[Source information Boundary: Start]
PR #800, opened 2020-04-17
make use of client detection code

pamapa:


pamapa:
i have added now a hard depends on libupnp 1.12.1, as otherwise it might be a step backwards for Samsung TV owners, if distribution are building against older libupnp libs

pamapa:
ready for merging

PR #804, opened 2020-04-17
Don't override interface flags for spdlog.

ytimenkov:
Finding fmt explicitly is not needed since it's handled by spdlog's
CMake files.

Fixes: #691.

### DIFF
--- a/CMakeLists.txt
+++ b/CMakeLists.txt
@@ -310,19 +310,31 @@ if (NOT UPNP_HAS_REUSEADDR)
 endif()
 
 find_package(fmt REQUIRED)
-target_link_libraries(gerbera fmt::fmt)
+target_link_libraries(libgerbera fmt::fmt)
 
 # See if it's just installed as a library first, as not all installs have .cmake files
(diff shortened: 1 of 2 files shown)


ytimenkov:
Attempt number 2 :)

I looked at spdlog history and it seems they switched to fmt 6.0 in version 1.4.

I also checked on my ubuntu 19.10 with libspdlog-dev=1:1.3.1-1 and libfmt-dev=5.2.1+ds-2, seems to build (although I've got my warning about `SPDLOG_FMT_EXTERNAL`).

However I can remove it if you don't want to have it.

whyman:
Docker build failed with `spdlog/fmt/fmt.h:22:10: fatal error: spdlog/fmt/bundled/core.h: No such file or directory`

ytimenkov:
I think I have an idea why this is happening. This could then be the reason for adding define of `SPDLOG_FMT_EXTERNAL`...

whyman:
LGTM! Thanks

PR #810, opened 2020-04-19
introduce Config interface, which will allow easier Mocking in unit-tests

pamapa:


src/config/config.h
```diff
@@ -0,0 +1,198 @@
...
+} config_option_t;
+
+class Config {
+public:
+    /// \brief Returns the name of the config file that was used to launch the server.
+    virtual fs::path getConfigFilename() const = 0;
+
+    /// \brief returns a config option of type std::string
+    /// \param option option to retrieve.
+    virtual std::string getOption(config_option_t option) = 0;
```
ytimenkov, line 171: Do you want to take an opportunity and make them `const`? So that all other methods can take `shared_ptr<const Config>`? No one really changes them, right?

src/config/config_manager.h
```diff
@@ -185,45 +60,40 @@ class ConfigManager {
     virtual ~ConfigManager();
 
     /// \brief Returns the name of the config file that was used to launch the server.
```
ytimenkov, line 62: IMHO copying comment from an interface usually leads to inconsistency: base class already contains info what this method should do, therefore `override` is sufficient, especially in this case.

src/main.cc
```diff
@@ -393,6 +394,7 @@ int main(int argc, char** argv, char** envp)
                     }
 
                     ///  \todo fix this for SIGHUP
+                    auto config = std::static_pointer_cast<Config>(configManager);
```
ytimenkov, line 397: This should not be needed: `shared_ptr` can be constructed from a derived class so `make_shared<Server>(configManager)` should work.

~I guess you ran into issues because `Server` accepts a reference to `shared_ptr` which is not the same thing. I would change `Server` constructor to take `shared_ptr` by value and then move into a member. It will also do one less copy,..~

Apparently it does accept by value, so I see no reason why it won't work....

pamapa:
@ytimenkov 
Good input! Please provide followup a patch.

PR #812, opened 2020-04-19
Feature/simplify storage interface

pamapa:


pamapa:
this is something we might should merge after 1.5 is release?

Issue #807, opened 2020-04-18
Browsing playlists not working with some clients


zimj0:
I build gerbera from source and am having issues browsing playlists when using the vlc player or BubbleUPnP as clients.
Vlc simply jumps to the next element.
BubbleUPnP shows a message: "The media server sent invalid data."

Both clients worked without issue with gerbera v1.4.0

[gerbera.log](https://github.com/gerbera/gerbera/files/4496266/gerbera.log)

pamapa:
What sticks out is this:
```
&lt;upnp:album&gt;Hallo Frühling&lt;/upnp:album&gt;
```
The **ü** is not encoded...

whyman:
This looks like #749 to me

pamapa:
i am able to reproduce when i use **ü** in title

pamapa:
I am trying to get a fix upstream:
https://github.com/zeux/pugixml/issues/342

pamapa:
if upstream takes too long i can provide a workaround solution

pamapa:
does not fully work

pamapa:
it has nothing to do with the ä, i was looking into the wrong direction.

@whyman  
Your guess is correct #749, when i temporary skip `p:artist@role[AlbumArtist]` it start working again. So we need to fix this.

pamapa:
@zimj0
should be fixed, can you try with latest master?

zimj0:
Can confirm

PR #815, opened 2020-04-19
correctly handle upnp:artist@role[AlbumArtist]

### LINKED ISSUE #749: upnp:artist@role[AlbumArtist] breaks folder display on clients

pamapa:
fixes #749 and #807

### DIFF
--- a/src/upnp_xml.cc
+++ b/src/upnp_xml.cc
@@ -80,12 +80,10 @@ void UpnpXMLBuilder::renderObject(const std::shared_ptr<CdsObject>& obj, bool re
         auto item = std::static_pointer_cast<CdsItem>(obj);
 
         auto meta = obj->getMetadata();
-
-        std::string key;
         std::string upnp_class = obj->getClass();
 
         for (const auto& it : meta) {
-            key = it.first;
+            std::string key = it.first;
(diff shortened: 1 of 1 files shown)


whyman:
Yay, I was meaning to do this patch, but time was not my friend this weekend.

Issue #763, opened 2020-03-27
Add item OR Add Autoscan Item


hornetster:
Can anyone explain the difference between the above items?
I have found that, with the top directory selected on the left (ie Music), that selecting "Add Autoscan Item" seems to be hit and miss on what it Caches, whereas, selecting "Add Item" seems to add (at least) most items.
Previously I have used the "Add Autoscan Item" and found that a lot of files are missed, but thought that this should be the correct way to add a permanent item that will always be updated when new/different files are added???
Thanks.

whyman:
Add autoscan item will do an initial scan in the exact same way as add item (same code).

Then it will also register either a timed rescan or add an inotify watch on the directory as well.

hornetster:
But, as I said, the Add Autoscan, never seemed to complete a full scan, whereas the Add Item, DID do a full scan...? Should I do the Add Item, followed by Add Autoscan?

whyman:
There should be no difference, as I say, its the same code.

Can you post a debug log comparing the two?

hornetster:
To do the debug, would have to reset to defaults, I would think?? Easiest way to reset to default?
Thanks.

runderwo:
I also find that adding a directory as autoscan sets the notify watches but precludes it being initially scanned.  Looking at the code now.

runderwo:
Looks like there are two problems with inotify autoscan:
1. If the autoscan entry didn't previously exist in the database, an initial scan would be necessary, but there is no mechanism to trigger an initial scan
2. Items which were added while Gerbera was down or restarting will never be picked up because of the lack of an initial scan.
I am going to try treating inotify autoscan dirs as timed ones for the first run at startup.

PR #817, opened 2020-04-20
Always scan inotify autoscan locations after startup

runderwo:
This avoids gaps and handles the initial state as well.  Fixes https://github.com/gerbera/gerbera/issues/763


whyman:
Hi @runderwo, thanks for the patch!

PR #820, opened 2020-04-21
Ensure all xml-namespaces are declared (fixes #819)

### LINKED ISSUE #819: Some clients do not show videos
VLC and Windows Explorer do not show videos if [need some tests for the exact reason]
- caption file does not exist or 
- sec:CaptionInfoEx is present in the BrowseResponse.

No proper solution other than commenting out line 813 in upnp_xml.cc, yet.

May also be the reason for #707 .

KarlStraussberger:
Namespace is still used in UpnpXMLBuilder::renderCaptionInfo for videos.

### DIFF
--- a/src/upnp_cds.cc
+++ b/src/upnp_cds.cc
@@ -166,7 +166,7 @@ void ContentDirectoryService::doSearch(const std::unique_ptr<ActionRequest>& req
     didl_lite_root.append_attribute(XML_NAMESPACE_ATTR) = XML_DIDL_LITE_NAMESPACE;
     didl_lite_root.append_attribute(XML_DC_NAMESPACE_ATTR) = XML_DC_NAMESPACE;
     didl_lite_root.append_attribute(XML_UPNP_NAMESPACE_ATTR) = XML_UPNP_NAMESPACE;
-    request->GetQuirks()->appendSpecialNamespace(&didl_lite_root);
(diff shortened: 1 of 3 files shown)


whyman:
@pampa what do you think is going on here?

whyman:
If you don't comment out the quirk but add the extra namespace, are players still happy?

pamapa:
The changed code was previously within a if SAMSUNG_HACK. So it was only enabled for those with that flag on.

@KarlStraussberger
For what kind of device are you enabling that? And are you sure it wont bite other players?

BTW: When looking at other server code (minidlna), i can see, that they enable it always, independed of a specific client, so i think this should be ok :-)

Please do not only comment the quirk, do completely remove that function and call. Lets keep the code clean.

pamapa:
I can confirm that for VLC it help me too

KarlStraussberger:
Left the old code for discussion. Now it's gone

KarlStraussberger:
Have been testing with my LG TV, Kodi, VLC, Windows 👎 , Foobar2000, Sony DVD player, HEOS sound system so far

pamapa:
cool, nice work

whyman:
> Have been testing with my LG TV, Kodi, VLC, Windows -1 , Foobar2000, Sony BluRay player, HEOS sound system so far

Awesome work, very much appreciated!

PR #824, opened 2020-04-22
Avoid server abort when tracknumber starts with non-digit character

KarlStraussberger:
If tracknumber starts with an non-digit character std::stoi throws an std::invalid_argument exception.

Moved the check to the existing tools function "stoi_string" making it available for other places with same issues.


whyman:
Good catch, thanks!

PR #828, opened 2020-04-23
avoid exceptions

KarlStraussberger:
replaced more std::stoi by stoi_string to avoid exception when reading unformatted data. May be a bit slower but is much safer


whyman:
I think I prefer this to just blow up. The DB schema should enforce good data and if not then we probably can't handle that case anyway...

KarlStraussberger:
I encountered a crash with malformed track numbers. So we should at least handle track number safely and implement try-catch-blocks on the outer levels (search, browse, import) for proper logging of errors.

whyman:
Perhaps we should include the `setTrackNumber` change as the data is externally sourced, but the IDs are internal, so should be safe...

PR #829, opened 2020-04-25
clang-tidy cleanups

neheb:
Suggested by useStlAlgorithm

I'm not sure these are correct. Would love someone to check these.

### DIFF
--- a/src/util/upnp_clients.cc
+++ b/src/util/upnp_clients.cc
@@ -181,7 +181,7 @@ void Clients::getInfo(const struct sockaddr_storage* addr, const std::string& us
     }
 
     *ppInfo = info;
-    log_debug("client info: {} '{}' -> '{}'", sockAddrGetNameInfo((struct sockaddr*)addr), userAgent, (*ppInfo)->name);
+    log_debug("client info: {} '{}' -> '{}'", sockAddrGetNameInfo(reinterpret_cast<const struct sockaddr*>(addr)), userAgent, (*ppInfo)->name);
 }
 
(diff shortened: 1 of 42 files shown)


neheb:
Removed algorithm commit and added others. That commit was totally broken anyway...

src/util/upnp_clients.cc
```diff
@@ -156,7 +156,7 @@ void Clients::getInfo(const struct sockaddr_storage* addr, const std::string& us
     // by addClientByDiscovery
     if (!found) {
         // always return something, 'Unknown' if we do not know better
-        assert(clientInfo[0].type == ClientType::Unknown);
+        static_assert(clientInfo[0].type == ClientType::Unknown);
```
whyman, line 159: I think we want to assert at runtime still

neheb: Why?

neheb:
Rebased.

src/util/upnp_clients.cc
whyman: Because the check is a runtime one and makes no sense at compile time?

neheb: The way I read this is that it asserts that the first struct member at 0 is Unknown, which it is. Either that or the check is wrong.

whyman: Yes, but why would we want to check that at compile time?

neheb: It’s a const struct...

PR #830, opened 2020-04-25
Check the other dynamic_casts in matroska_handler

runderwo:
More resiliency for badly constructed files.


whyman:
LGTM, thanks!

PR #1935, opened 2021-09-13
capture several lambda refs by value

neheb:
value is the recommended way to do lambdas. Small size decrease.

### DIFF
--- a/src/config/dynamic_content.cc
+++ b/src/config/dynamic_content.cc
@@ -56,7 +56,7 @@ std::size_t DynamicContentList::getEditSize() const
     if (indexMap.empty()) {
         return 0;
     }
-    return (*std::max_element(indexMap.begin(), indexMap.end(), [&](auto a, auto b) { return (a.first < b.first); })).first + 1;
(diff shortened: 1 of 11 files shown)


src/config/dynamic_content.cc
```diff
@@ -83,7 +83,7 @@ std::shared_ptr<DynamicContent> DynamicContentList::get(std::size_t id, bool edi
 std::shared_ptr<DynamicContent> DynamicContentList::get(const fs::path& location)
 {
     AutoLock lock(mutex);
-    auto entry = std::find_if(list.begin(), list.end(), [&](auto&& c) { return c->getLocation() == location; });
+    auto entry = std::find_if(list.begin(), list.end(), [=](auto&& c) { return c->getLocation() == location; });
```
KarlStraussberger, line 86: Doesn't this copy `location` or is there some special treatment for const&?

neheb: There's a size reduction. I don't know why. All the lambdas that resulted in size increases I left alone.

KarlStraussberger: Size does not mean that it's better at runtime. I assume the the copy constructor for path is called here, which is linked from stdc++ instead of passing the reference.

PR #1944, opened 2021-09-15
Downgrade libspdlog dependency to 1.8.1

matthiasstraka:
There is only one line of code that prevents SpdLog 1.8.1 to be used. Downgrading to 1.8.1 makes it easier to build on Ubuntu [Hirsute](https://packages.ubuntu.com/hirsute/libspdlog-dev) with standard packages.
The `#if SPDLOG_VERSION >= 10802` is up for discussion, I just left it in there so we can later easily identify old code when Ubuntu updates spdlog to 1.8.2 or newer.


KarlStraussberger:
Thank you for working this out. We still build using our install-scripts, so I'm fine with it

matthiasstraka:
Thanks. Hopefully, we can one day have a self-sufficient build on Ubuntu and install a current gerbera using `apt install gerbera` to increase the number of users.

neheb:
Gerbera right now compiles with much lower versions.

In any case, the meson PR solves this differently.

KarlStraussberger:
We'll have to wait another year or two for that. During the last 18 months gerbera pushed forward a lot faster than any distro will be able to follow.

PR #1951, opened 2021-09-16
Replace stdio with fmt calls

matthiasstraka:
Simply replace std::cout with corresponding fmt::print calls to be consistent with other formatting code


KarlStraussberger:
Great

PR #1952, opened 2021-09-16
Unify simple SQL queries

matthiasstraka:
Simple SQL queries such as INSERT and DELETE often follow the same pattern. Provide simple methods that automatically handle quoting of identifiers and values and remove code redundancy.

Code for UPDATE methods will be added soon.

### DIFF
--- a/src/database/sql_database.cc
+++ b/src/database/sql_database.cc
@@ -1186,14 +1186,14 @@ int SQLDatabase::createContainer(int parentID, const std::string& name, const st
     return newId;
 }
 
-int SQLDatabase::insert(const char* tableName, const std::vector<SQLIdentifier>& fields, const std::vector<std::string>& values, bool getLastInsertId)
+int SQLDatabase::insert(const std::string_view& tableName, const std::vector<SQLIdentifier>& fields, const std::vector<std::string>& values, bool getLastInsertId)
 {
     assert(fields.size() == values.size());
     auto sql = fmt::format("INSERT INTO {} ({}) VALUES ({})", identifier(tableName), fmt::join(fields, ","), fmt::join(values, ","));
     return exec(sql, getLastInsertId);
 }
 
-void SQLDatabase::insertMultipleRows(const char* tableName, const std::vector<SQLIdentifier>& fields, const std::vector<std::vector<std::string>>& valuesets)
+void SQLDatabase::insertMultipleRows(const std::string_view& tableName, const std::vector<SQLIdentifier>& fields, const std::vector<std::vector<std::string>>& valuesets)
 {
     if (valuesets.size() == 1) {
         insert(tableName, fields, valuesets.front());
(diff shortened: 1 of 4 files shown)


KarlStraussberger:
Sad thing is, that each of your great functions is only called once!

matthiasstraka:
> Sad thing is, that each of your great functions is only called once!
There is still one in `SQLDatabase::_removeObjects` where we delete integer ids (but currently it is a string list, which needs to changed)
I didn't look through all UPDATEs yet, but there will be a higher degree of code-resue I suppose.

KarlStraussberger:
Looks like you should rebase your branch.

src/database/sql_database.cc
```diff
@@ -1741,11 +1756,7 @@ std::unique_ptr<Database::ChangedContainers> SQLDatabase::_recursiveRemove(
 
 std::unique_ptr<Database::ChangedContainers> SQLDatabase::_purgeEmptyContainers(const std::unique_ptr<ChangedContainers>& maybeEmpty)
 {
-#if SPDLOG_VERSION >= 10802
-    log_debug("start upnp: {}; ui: {}", fmt::join(maybeEmpty->upnp, ","), fmt::join(maybeEmpty->ui, ","));
-#else
-    log_debug("start upnp: {}; ui: {}", fmt::format("{}", fmt::join(maybeEmpty->upnp, ",")), fmt::format("{}", fmt::join(maybeEmpty->ui, ",")));
-#endif
+    log_debug("start upnp: {}; ui: {}", fmt::to_string(fmt::join(maybeEmpty->upnp, ",")), fmt::to_string(fmt::join(maybeEmpty->ui, ",")));
```
KarlStraussberger, line 1759: I'm quite sure, you don't intend to revert that change?

KarlStraussberger:
For the test to pass, the implementation of the template has to be in the header.

src/database/sql_database.cc
matthiasstraka: I came across the same pattern in the last commit. I think using fmt::to_string is readable enough to leave it like this. So I removed the #if

matthiasstraka:
> For the test to pass, the implementation of the template has to be in the header.

Now that you mention it, this makes sense. I wonder why it works on my machine. I'll look at it later when I'm at a computer again.

KarlStraussberger:
> 
> 
> > For the test to pass, the implementation of the template has to be in the header.
> 
> Now that you mention it, this makes sense. I wonder why it works on my machine. I'll look at it later when I'm at a computer again.

_Minimal_ does only include part of the stuff and maybe does not need the `delete<int>` version and therefor it's not in the lib...

matthiasstraka:
I had a similar code transformation planned for the UPDATE statements but I'm not sure when and how long I will find the time to write and stabilize those. Let's better wrap this PR up so we there is still time to test before 1.9.2 is released.

PR #1956, opened 2021-09-21
Update command generator method

matthiasstraka:
Provide an easy to use updateRow method that generates UPDATE statements with a single WHERE filter
More complex filter capabilities planned for a future PR.


KarlStraussberger:
Great, I'd prefer it without the `identifier` call, because it's shorter, but that would need another call.

PR #1957, opened 2021-09-21
Rewrite split string

matthiasstraka:
The splitString function looks overly complex. Rewrite using simple element-wise iteration over std::string_view. I added a UT to verify that the implementation behaves identical to the old code.

Discussion: The old behavior of the empty parameter is inconsistent since empty strings a the start and end of str are not reported in the result. The rewrite copies that behavior so we don't break anything. Should we leave it at that?


KarlStraussberger:
> Discussion: The old behavior of the empty parameter is inconsistent since empty strings a the start and end of str are not reported in the result. The rewrite copies that behavior so we don't break anything. Should we leave it at that?

As far as I can see there's only one usage of `splitString` with `empty=true` in `cds_resource.cc`. What about copying the strange code to cds_resource and simplifying `splitString`.

whyman:
And some tests, nice

matthiasstraka:
Since there is only one existing call of splitString where empty=true, I analyzed the code. Basically, it is used in this context:
```cpp
std::vector<std::string> parts = splitString(serial, RESOURCE_PART_SEP, true);
if (parts.size() < 2 || parts.size() > 4) // fail
dictDecode(parts[1..3], &output_map);
```
Since dictDecode is a no-op for empty input strings, I went along an broke the behavior of the old splitString to return an empty string wherever you might expect one (i.e. splitString("1,2,,") -> {"1", "2", "", ""})
I added an additional unit test for the currently only usecase (migrating the old `mt_cds_object.resource` column) and used an actual resource-string of and old DB-version 12. Basically, these strings are a concatenation produced by CdsResource::encode() which contain 4 parts. Since dictDecode does nothing with an empty part, we can safely pass is an empty part (the old splitString would sometimes only return 2 parts when the last two were empty).
Upgrading from DB 12 to the current version appears to work without errors.

neheb:
Is is possible to make dictDecode return by value instead of void?

matthiasstraka:
> Is is possible to make dictDecode return by value instead of void?

Too late for this PR, but it is on my radar. I just did for its sister method and I will definitely stumble across dictDecode again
[Source information Boundary: End]
| Exercise description |
From the material above, retype precisely the lines between the line holding "VLC and Windows" and the line holding "BTW: When looking", inclusive, and nothing beyond them.

| Result |
VLC and Windows Explorer do not show videos if [need some tests for the exact reason]
- caption file does not exist or 
- sec:CaptionInfoEx is present in the BrowseResponse.

No proper solution other than commenting out line 813 in upnp_xml.cc, yet.

May also be the reason for #707 .

KarlStraussberger:
Namespace is still used in UpnpXMLBuilder::renderCaptionInfo for videos.

### DIFF
--- a/src/upnp_cds.cc
+++ b/src/upnp_cds.cc
@@ -166,7 +166,7 @@ void ContentDirectoryService::doSearch(const std::unique_ptr<ActionRequest>& req
     didl_lite_root.append_attribute(XML_NAMESPACE_ATTR) = XML_DIDL_LITE_NAMESPACE;
     didl_lite_root.append_attribute(XML_DC_NAMESPACE_ATTR) = XML_DC_NAMESPACE;
     didl_lite_root.append_attribute(XML_UPNP_NAMESPACE_ATTR) = XML_UPNP_NAMESPACE;
-    request->GetQuirks()->appendSpecialNamespace(&didl_lite_root);
(diff shortened: 1 of 3 files shown)


whyman:
@pampa what do you think is going on here?

whyman:
If you don't comment out the quirk but add the extra namespace, are players still happy?

pamapa:
The changed code was previously within a if SAMSUNG_HACK. So it was only enabled for those with that flag on.

@KarlStraussberger
For what kind of device are you enabling that? And are you sure it wont bite other players?

BTW: When looking at other server code (minidlna), i can see, that they enable it always, independed of a specific client, so i think this should be ok :-)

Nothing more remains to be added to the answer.